Find all lines below containing the string "success" and return them.
----- Input for this task
PR #431, opened 2023-02-03
WIP Add share handler for jn proxy

Fi3:


protocols/v2/roles-logic-sv2/src/channel_logic/channel_factory.rs
```diff
@@ -52,12 +52,59 @@ pub enum OnNewShare {
...
     ShareMeetBitcoinTarget((Share, u64, Vec<u8>)),
     /// Indicate that the share meet downstream target, in the case we could send a success
     /// response dowmstream.
     ShareMeetDownstreamTarget,
 }
 
+impl OnNewShare {
+    pub fn into_extended(&mut self, extranonce: Vec<u8>) {
+        match self {
+            OnNewShare::SendErrorDowsntream(_) => (),
```
darricksee, line 65: Dowsntream -> Downstream

protocols/v2/roles-logic-sv2/src/channel_logic/channel_factory.rs
```diff
@@ -43,7 +43,7 @@ pub struct PartialSetCustomMiningJob {
 pub enum OnNewShare {
     /// Used when the received is malformed, is for an inexistent channel or do not meet downstream
     /// target.
-    SendErrorDowsntream(SubmitSharesError<'static>),
+    SendErrorDownstream(SubmitSharesError<'static>),
```
djozis, line 46: On line 1481 in this file, SendErrorDowsntream needs to be updated (tests don't compile).

protocols/v2/roles-logic-sv2/src/channel_logic/channel_factory.rs
```diff
@@ -52,12 +52,59 @@ pub enum OnNewShare {
...
+                    let share = SubmitSharesExtended {
+                        channel_id: up_id,
+                        sequence_number: share.sequence_number,
+                        job_id: share.job_id,
+                        nonce: share.nonce,
+                        ntime: share.ntime,
+                        version: share.version,
+                        extranonce: extranonce.try_into().unwrap(),
+                    };
+                    let mut self_ = Self::SendSubmitShareUpstream(Share::Extended(share));
```
djozis, line 78: `*self = Self::Send...` might be easier to read, unless I missed a reason to do it this way (same on lines 95 - 100).

protocols/v2/roles-logic-sv2/src/selectors.rs
```diff
@@ -65,14 +65,56 @@ impl<Down: IsMiningDownstream> DownstreamMiningSelector<Down>
...
             .remove(&channel_id)
-            .unwrap_or_default()
+            .unwrap_or_default();
+        for d in &downs {
+            self._remove_downstream(d.clone());
+        };
+        downs
     }
 
+    fn _remove_downstream(&mut self, d: Arc<Mutex<Down>>) {
```
djozis, line 77: Retain simplifies this.
```
    fn _remove_downstream(&mut self, d: Arc<Mutex<Down>>) {
        self.request_id_to_remotes.retain(|k, v| {
            !Arc::ptr_eq(v, &d)
        });
        self.channel_id_to_downstream.retain(|k, v| {
            !Arc::ptr_eq(v, &d)
        });
    }
```

protocols/v2/roles-logic-sv2/src/selectors.rs
```diff
@@ -65,14 +65,56 @@ impl<Down: IsMiningDownstream> DownstreamMiningSelector<Down>
     }
 
     fn remove_downstreams_in_channel(&mut self, channel_id: u32) -> Vec<Arc<Mutex<Down>>> {
```
djozis, line 67: It looks like `remove_downstream` and `_remove_downstream` have been added to this trait solely for the internal implementation of this function - basing that assessment on the other implementation of this trait invoking `unreachable!` in the implementation, and these functions not being invoked anywhere else in this pull request.

If that's the case, perhaps the functions might have appropriately restricted visibility by either declaring them inside of `remove_downstreams_in_channel` (ie. nested functions), or declaring them in a `impl<Down: IsMiningDownstream> ProxyDownstreamMiningSelector<Down> {` block outside the trait implementation?

Let me know if I missed something...

protocols/v2/roles-logic-sv2/src/selectors.rs
```diff
@@ -65,14 +65,56 @@ impl<Down: IsMiningDownstream> DownstreamMiningSelector<Down>
...
+            if Arc::ptr_eq(v, &d) {
+                ks.push(k.clone())
+            }
+        };
+        for k in ks {
+            self.channel_id_to_downstream.remove(&k).unwrap();
+        };
+    }
+
+    fn remove_downstream(&mut self, d_: Arc<Mutex<Down>>) {
```
djozis, line 100: This and `_remove_downstream` look like they can both accept `&Arc<Mutex<Down>>` instead of `Arc<Mutex<Down>>` (results in not having to increase/decrease the atomic reference count unnecessarily).

roles/v2/mining-proxy/src/lib/downstream_mining.rs
```diff
@@ -306,6 +313,23 @@ impl DownstreamMiningNode {
     }
 
     pub fn exit(self_: Arc<Mutex<Self>>) {
+        if let Some(up) = self_.safe_lock(|s| s.upstream.clone()).unwrap() {
+            super::upstream_mining::UpstreamMiningNode::remove_dowstream(up,self_.clone());
+            //if let Some(id) = self_.safe_lock(|d| {
```
djozis, line 318: Were these comments intentionally left here? If so, perhaps some context for what they might be for could be useful.

roles/v2/mining-proxy/src/lib/downstream_mining.rs
```diff
@@ -419,22 +415,30 @@ impl
...
-                // sending them upstream If that is the case it should be
-                // done by GroupChannel not here
                 let message = Mining::SubmitSharesStandard(m);
                 Ok(SendTo::RelayNewMessageToRemote(remote.clone(), message))
             }
+            DownstreamMiningNodeStatus::ChannelOpened(Channel::DowntreamHomUpstreamExtended {
+                ..
+            }) => {
+                let remote = self.upstream.as_ref().unwrap();
+                let res = UpstreamMiningNode::handle_std_shr(remote.clone(), m).unwrap();
```
djozis, line 435: Is this unwrap safe? If it is and it's obvious, it might just be my limited knowing being newer to the code base... but otherwise, a comment explaining why could be helpful.

roles/v2/mining-proxy/src/lib/job_negotiator/mod.rs
```diff
@@ -33,22 +33,26 @@ use setup_connection::SetupConnectionHandler;
...
+        config: Config,
     ) -> Arc<Mutex<Self>> {
         let stream = TcpStream::connect(address).await.unwrap();
         let initiator = Initiator::from_raw_k(authority_public_key).unwrap();
         let (mut receiver, mut sender): (Receiver<EitherFrame>, Sender<EitherFrame>) =
             Connection::new(stream, HandshakeRole::Initiator(initiator)).await;
 
-        let config_file: String = std::fs::read_to_string("proxy-config.toml").unwrap();
-        let config: Config = toml::from_str(&config_file).unwrap();
+        //let config_file: String = std::fs::read_to_string("proxy-config.toml").unwrap();
```
djozis, line 54: What are these two commented lines intended for?

roles/v2/mining-proxy/src/lib/job_negotiator/mod.rs
```diff
@@ -91,17 +103,19 @@ impl JobNegotiator {
...
-                            .unwrap();
                         let coinbase_output_max_additional_size = CoinbaseOutputDataSize {
                             coinbase_output_max_additional_size: m
                                 .coinbase_output_max_additional_size,
                         };
-                        sender
+                        let out_script = self_mutex
+                            .safe_lock(|s| s.last_coinbase_out.clone())
+                            .unwrap()
+                            .unwrap();
```
djozis, line 113: Is this (second) `unwrap` safe? If so, I'm curious, what makes it safe (ie. what guarantees that `last_coinbase_out` is not `None`)?

roles/v2/mining-proxy/src/lib/upstream_mining.rs
```diff
@@ -35,6 +38,105 @@ pub type StdFrame = StandardSv2Frame<Message>;
 pub type EitherFrame = StandardEitherFrame<Message>;
 pub type ProxyRemoteSelector = Prs<DownstreamMiningNode>;
 
+use std::sync::atomic::AtomicBool;
+/// USED to make sure that if a future new_temnplate and a set_new_prev_hash are received together
+/// the future new_temnplate is always handled before the set new prev hash.
+pub static IS_NEW_TEMPLATE_HANDLED: AtomicBool = AtomicBool::new(true);
```
djozis, line 44: Instead of being static, should this be an `Arc<AtomicBool>` or similar in a field in a struct somewhere?

roles/v2/mining-proxy/src/lib/upstream_mining.rs
```diff
@@ -35,6 +38,105 @@ pub type StdFrame = StandardSv2Frame<Message>;
...
+                let factory = ProxyExtendedChannelFactory::new(
+                    group_id,
+                    extranonces,
+                    None,
+                    downstream_share_per_minute,
+                    kind,
+                    Some(vec![]),
+                    up_id,
+                );
+                let mut initialized = Self::Extended(Some(factory));
```
djozis, line 108: `*self = Self::Extended...` might be simpler.

djozis: (On line 123 as well.)

roles/v2/mining-proxy/src/lib/upstream_mining.rs
```diff
@@ -90,14 +192,28 @@ pub struct UpstreamMiningNode {
     /// The `request_id` from the downstream is NOT guaranteed to be unique, so it must be changed.
     request_id_mapper: RequestIdMapper,
     downstream_selector: ProxyRemoteSelector,
-    pub group_channels: GroupChannels,
-    channel_factory: Option<ProxyExtendedChannelFactory>,
+    //pub group_channels: GroupChannels,
+    //channel_factory: Option<ProxyExtendedChannelFactory>,
```
djozis, line 196: What's intended with these commented lines?

protocols/v2/roles-logic-sv2/src/selectors.rs
Fi3: You are right no need to have it in the trait, I put it there trying to make things works and then left there.

roles/v2/mining-proxy/src/lib/upstream_mining.rs
Fi3: Why do you think that would be better to have it in a field in a struct somewhere? Maybe it would be a little bit more safe but not so much cause the visibility need to be almost global. We could initialize it in main and pass it around that would make the codebase more complex not sure if it is worth it.

roles/v2/mining-proxy/src/lib/template_receiver/mod.rs
```diff
@@ -64,7 +67,9 @@ impl TemplateRx {
         .try_into()
         .unwrap();
         Self::send(self_mutex.clone(), sv2_frame).await;
+        let cloned = self_mutex.clone();
 
+        tokio::task::spawn(async { Self::on_new_solution(cloned, solution_receiver).await });
```
djozis, line 72: Looks like this could be simplified to `tokio::task::spawn(Self::on_new_solution(cloned, solution_receiver));`.

roles/v2/mining-proxy/src/lib/upstream_mining.rs
```diff
@@ -671,6 +852,96 @@ impl UpstreamMiningNode {
...
+
+    pub fn handle_std_shr(
+        self_: Arc<Mutex<Self>>,
+        share_: SubmitSharesStandard,
+    ) -> Result<Mining<'static>, Error> {
+        if self_.safe_lock(|s| s.channel_kind.is_extended()).unwrap() {
+            let share = self_
+                .safe_lock(|s| {
+                    let factory = s.channel_kind.get_factory();
+                    // TODO remove this unwrap
```
djozis, line 867: Which unwrap? Not seeing adjacent to this comment.

roles/v2/mining-proxy/src/lib/upstream_mining.rs
```diff
@@ -671,6 +852,96 @@ impl UpstreamMiningNode {
...
+                            channel_id: share_.channel_id,
+                            last_sequence_number: share_.sequence_number,
+                            new_submits_accepted_count: 1,
+                            new_shares_sum: 1,
+                        };
+                        let message = Mining::SubmitSharesSuccess(success);
+                        Ok(message)
+                    }
+                    Share::Standard(_) => {
+                        unreachable!()
```
djozis, line 929: What makes this unreachable? I tried to figure it out, but it wasn't so easy for me.

message-generator-tests.sh
```diff
@@ -3,7 +3,12 @@ message_generator_dir="./utils/message-generator/"
 
 cd $message_generator_dir
 
+command=""
```
darricksee, line 6: I don't get the point of this change. My guess is it's no longer needed?

roles/v2/mining-proxy/proxy-config.toml
```diff
@@ -1,11 +1,11 @@
...
+    { channel_kind = "Group", address = "127.0.0.1", port = 44254, pub_key = "2di19GHYQnAZJmEpoUeP7C3Eg9TCcksHr23rZCC83dvUiZgiDL", jn_values = { address = "127.0.0.1", port = 44264, pub_key = "2di19GHYQnAZJmEpoUeP7C3Eg9TCcksHr23rZCC83dvUiZgiDL"}},
+    { channel_kind = "Group", address = "127.0.0.1", port = 54254, pub_key = "2di19GHYQnAZJmEpoUeP7C3Eg9TCcksHr23rZCC83dvUiZgiDL", jn_values = { address = "127.0.0.1", port = 54264, pub_key = "2di19GHYQnAZJmEpoUeP7C3Eg9TCcksHr23rZCC83dvUiZgiDL"}},
 ]
-upstreams_jn = [{ address = "127.0.0.1", port = 34264, pub_key = "2di19GHYQnAZJmEpoUeP7C3Eg9TCcksHr23rZCC83dvUiZgiDL"}]
 tp_address = "127.0.0.1:8442" 
 listen_address = "127.0.0.1"
 listen_mining_port = 34255
 max_supported_version = 2
 min_supported_version = 2
+downstream_share_per_minute = 0.01
```
darricksee, line 11: Why so low?

Fi3: this is supposed to be used on regetes and with my PC seems a good value. Btw I can change it but not sure about the value to use

roles/v2/mining-proxy/proxy-config.toml
```diff
@@ -1,11 +1,11 @@
 upstreams = [
-    { channel_kind = "Group",  address = "127.0.0.1", port = 34254, pub_key = "2di19GHYQnAZJmEpoUeP7C3Eg9TCcksHr23rZCC83dvUiZgiDL"},
-    { channel_kind = "Group",  address = "127.0.0.1", port = 44254, pub_key = "2di19GHYQnAZJmEpoUeP7C3Eg9TCcksHr23rZCC83dvUiZgiDL"},
-    { channel_kind = "Group",  address = "127.0.0.1", port = 54254, pub_key = "2di19GHYQnAZJmEpoUeP7C3Eg9TCcksHr23rZCC83dvUiZgiDL"}
+    { channel_kind = "ExtendedWithNegotiator", address = "127.0.0.1", port = 34254, pub_key = "2di19GHYQnAZJmEpoUeP7C3Eg9TCcksHr23rZCC83dvUiZgiDL", jn_values = { address = "127.0.0.1", port = 34264, pub_key = "2di19GHYQnAZJmEpoUeP7C3Eg9TCcksHr23rZCC83dvUiZgiDL"}},
```
darricksee, line 2: I would love to see documentation on these config values and what they do.

roles/v2/mining-proxy/proxy-config.toml
darricksee: Ideally the way this would work is you'd specify something like 1 share per minute and the proxy would calculate the correct difficulty to send to the miner such that they submit about 1 share per minute. In my mind .01 shares per minute would mean that the miner will only send 1 share every 100 minutes.

roles/v2/mining-proxy/src/lib/downstream_mining.rs
```diff
@@ -342,62 +352,34 @@ impl
...
-                            m.group_channel_id,
-                        );
-                    }
+            .safe_lock(|up| up.channel_kind.is_extended())
+            .unwrap()
+        {
+            let messages = up
+                .as_mut()
+                .unwrap()
+                .safe_lock(|up| {
```
darricksee, line 365: Instead of locking a 2nd time why not just pull the messages out in the above `safe_lock` call?

roles/v2/mining-proxy/src/lib/job_negotiator/message_handler.rs
```diff
@@ -6,14 +6,22 @@ use roles_logic_sv2::{
...
+use roles_logic_sv2::{bitcoin::TxOut, errors::Error};
 
 impl ParseServerJobNegotiationMessages for JobNegotiator {
     fn handle_set_coinbase(&mut self, message: SetCoinbase) -> Result<SendTo, Error> {
         info!(
             "Received allocate mining job token success message: {:?}",
             message
         );
+        let txout = TxOut {
+            value: 5_000_000_000,
```
darricksee, line 19: Does this get overwritten somewhere?

roles/v2/mining-proxy/src/lib/job_negotiator/mod.rs
```diff
@@ -77,6 +81,12 @@ impl JobNegotiator {
...
     pub fn on_upstream_message(self_mutex: Arc<Mutex<Self>>) {
         task::spawn(async move {
+            let sender_max_size = self_mutex
+                .safe_lock(|s| s.sender_coinbase_output_max_additional_size.clone())
+                .unwrap();
+            let sender_out_script = self_mutex
+                .safe_lock(|s| s.sender_coinbase_out.clone())
+                .unwrap();
             loop {
                 let receiver = self_mutex.safe_lock(|d| d.receiver.clone()).unwrap();
```
darricksee, line 91: Do you know why we need to clone the receiver on every iteration of the loop?

roles/v2/mining-proxy/src/lib/downstream_mining.rs
```diff
@@ -419,22 +401,32 @@ impl
...
+                ..
+            }) => {
+                // Safe unwrap is channel have been opened it means that the dowsntream is paired
+                // with an upstream
+                let remote = self.upstream.as_ref().unwrap();
+                let res = UpstreamMiningNode::handle_std_shr(remote.clone(), m).unwrap();
+                Ok(SendTo::Respond(res))
+            }
             _ => {
                 info!("Rceived share TODO send it somwhere");
```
----------
Your response:
     /// Indicate that the share meet downstream target, in the case we could send a success
+                        let message = Mining::SubmitSharesSuccess(success);
             "Received allocate mining job token success message: {:?}",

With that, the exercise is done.